The vulnerability of Christian marriage

When I Want Run

This morning, I woke up depressed. Before I had even opened my eyes, I felt crushed by disappointments, exhaustion and the general weight of daily responsibilities.

These are the moments where I choose.

I choose to lean in and deal with whatever is going on inside of my heart and mind. Or I choose to flee from them, numbing myself with TV, daily tasks or anything within reach, really.

It’s easier to run.

Yet I cannot run as I once did. Not with my husband next to me in this journey of life.

Marriage is a glorious and difficult daily process. I love the man I married more than anyone else on this earth. But truthfully, I want to hide from him as much as I want to hide from every other person in my life. Sometimes even more so.

The day-in-and-day-out process of bearing your heart and revealing your weaknesses to another human being can be brutally difficult.

Yet the urge to flee vulnerability threatens to destroy the only thing my broken heart truly desires.

Because I want to be known–as I imagine all people want to be known. I desire my husband to know everything about me and to still choose to love me every day for the rest of our lives.

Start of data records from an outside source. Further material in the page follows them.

Issue #4911, opened 2026-09-09
Weird kit culling issue


seangoodvibes:
I experienced a strange issue

1. i load the attached song and i hit play. the song plays all 3 kits fine.
2. i then mute some drums in the third kit and the kit starts culling voices

> In kit DDD-1, I'm muting drums TOMH, TOMM, TOML, and RIM
> If i mute TOMH and TOMM, no issue. As soon as i mute one more (e.g. TOML or RIM) it starts culling. Play button blinks. Audible audio dropouts.
> From play off with those drums muted, if i start play it starts culling.
> if i unmute all of those drums it stops culling.

Why would this happen when fewer drums are playing?

[3Kits.XML](https://github.com/user-attachments/files/32018712/3Kits.XML)

PR #4922, opened 2026-09-13
Fix kit culling issue

seangoodvibes:
Fix Partially #4911 by improving rendering, but I don't think its addressing the root cause

I experienced a strange issue

1. i load the attached song and i hit play. the song plays all 3 kits fine.
2. i then mute some drums in the third kit and the kit starts culling voices

> In kit DDD-1, I'm muting drums TOMH, TOMM, TOML, and RIM
> If i mute TOMH and TOMM, no issue. As soon as i mute one more (e.g. TOML or RIM) it starts culling. Play button blinks. Audible audio dropouts.
> From play off with those drums muted, if i start play it starts culling.
> if i unmute all of those drums it stops culling.

Why would this happen when fewer drums are playing?

[3Kits.XML](https://github.com/user-attachments/files/32018712/3Kits.XML)


stellar-aria (approved):

src/deluge/processing/sound/sound.cpp
```diff
@@ -2350,12 +2350,23 @@ void Sound::stopParamLPF(ModelStackWithSoundFlags* modelStack) {
 void Sound::process_postarp_notes(ModelStackWithSoundFlags* modelStackWithSoundFlags, ArpeggiatorSettings* arpSettings,
                                   ArpReturnInstruction instruction) {
 	if (instruction.arpNoteOn) {
-		instruction.arpNoteOn->noteStatus[0] = ArpNoteStatus::PENDING;
+		// The melodic arp's arp-off path marks its returned note PLAYING before
```
m-m-adams: I'm not sure what this is saying. If it's not actually playing yet why not change that to pending instead of hacking a workaround into the code here?

src/deluge/model/instrument/kit.cpp
```diff
@@ -831,8 +831,8 @@ void Kit::renderNonAudioArpPostOutput(std::span<StereoSample> output) {
 					if (instruction.arpNoteOn->noteCodeOnPostArp[n] == ARP_NOTE_NONE) {
 						break;
 					}
-					instruction.arpNoteOn->noteStatus[n] = ArpNoteStatus::PLAYING;
 					nonAudioDrum->noteOnPostArp(instruction.arpNoteOn->noteCodeOnPostArp[n], instruction.arpNoteOn, n);
+					instruction.arpNoteOn->noteStatus[n] = ArpNoteStatus::PLAYING;
```
m-m-adams, line 835: Why is the start/mark order being changed here?

seangoodvibes: Cause it's wrong as far as I can tell.

No where else is the status marked playing before the note on is sent.

Previously we'd mark it playing here, then it would get overridden with pending in process_postarp_notes (instruction.arpNoteOn->noteStatus[0] = ArpNoteStatus::PENDING;)

So playing was doing nothing and we were covering it up with setting the pending status.

Now there's a guard in process_postarp_notes which checks if the status is pending.

Examples of how playing is set elsewhere:

### GateDrum::noteOn

> 			noteOnPostArp(instruction.arpNoteOn->noteCodeOnPostArp[n], instruction.arpNoteOn, n);
> 			instruction.arpNoteOn->noteStatus[n] = ArpNoteStatus::PLAYING;

### MIDIDrum::noteOn

> 			noteOnPostArp(instruction.arpNoteOn->noteCodeOnPostArp[n], instruction.arpNoteOn, n);
> 			instruction.arpNoteOn->noteStatus[n] = ArpNoteStatus::PLAYING;

### Kit::setupAndRenderArpPreOutput

> 					// Do row note on
> 					ModelStackWithThreeMainThings* modelStackWithThreeMainThings =
> 					    modelStackWithTimelineCounter
> 					        ->addNoteRow(kitInstruction.arpNoteOn->noteCodeOnPostArp[0], thisNoteRow)
> 					        ->addOtherTwoThings(thisNoteRow->drum->toModControllable(), &thisNoteRow->paramManager);
> 					thisNoteRow->drum->noteOn(modelStackWithThreeMainThings, kitInstruction.arpNoteOn->velocity,
> 					                          kitInstruction.arpNoteOn->mpeValues, 0, kitInstruction.sampleSyncLengthOn,
> 					                          0, 0);
> 					kitInstruction.arpNoteOn->noteStatus[0] = ArpNoteStatus::PLAYING;

### NonAudioInstrument::renderOutput

> 					noteOnPostArp(instruction.arpNoteOn->noteCodeOnPostArp[n], instruction.arpNoteOn, n);
> 					instruction.arpNoteOn->noteStatus[n] = ArpNoteStatus::PLAYING;

### Sound::NoteOn

> 				noteOnPostArpeggiator(modelStackWithSoundFlags, noteCodePreArp,
> 				                      instruction.arpNoteOn->noteCodeOnPostArp[n], instruction.arpNoteOn->velocity,
> 				                      mpeValues, instruction.sampleSyncLengthOn, ticksLate, samplesLate,
> 				                      fromMIDIChannel);
> 				instruction.arpNoteOn->noteStatus[n] = ArpNoteStatus::PLAYING;

m-m-adams: > Cause it's wrong as far as I can tell.
> 
> No where else is the status marked playing before the note on is sent.
> 

It's just different, it doesn't matter. The note status isn't used in noteonpostarp and there's no way for it to fail

seangoodvibes: If it doesn't matter then we can change it for consistency with elsewhere?

m-m-adams: I'd rather not since it implies there's a causal relationship

seangoodvibes: So then change everywhere else to before?

I just don't like the same code being written differently in different spots.

There's multiple note post arp calls and all except this one set playing after.

It's confusing

I pasted all the other ones above for reference

seangoodvibes: Maybe I'm not comparing apples to apples I'm not sure.

It's been a while since I looked at this and don't remember anymore.

m-m-adams: It literally does not matter whether it's before or after. I don't know why you're changing it in this PR or why you're calling it "wrong" 

Your copy paste comment above is referring to completely different functions that are called at different times. It's implying this is a bug when noteOnPostArp is never checking or setting the status in the first place. I don't know if this is an LLM PR or what but the actual bug fix is the change in sound.cpp

m-m-adams (approved):
it doesn't matter so just gonna leave the ordering change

This is why marriage so deeply reflects the nature of God.

While I’ve long known in my mind that God loves me and delights in me as His child, my heart has been slow to accept this truth from Scripture.

This truth, it seems, has only been grasped in my life by fully engaging in consistent vulnerability.

More than anyone else in my life, my husband has taught me this.

As I consistently unpack my brokenness, hurt and failings before him, he consistently reveals the love of God to me. Because whatever I seem to unpack, he keeps choosing me. And even more, he delights in me.

This is love.

For God does not merely tolerate us, heaving exasperated sighs when we confess our sins and our failings. He runs to meet us in our repentance and brokenness. Often He pursues us before we even arrive! Our God is quick to forgive and even quicker to remind us of how precious we are in His eyes.

This is the love of God I desire to sing about–the fierce, tender, unyielding love that bends our knees and sears our hearts with its holiness. Love so deep our hearts ache upon receiving it, realizing we are so unworthy and yet so accepted as His children.

This is His love. The love that I desire most and yet am so quick to flee.

May He help me to stop running, every day, for the rest of my life.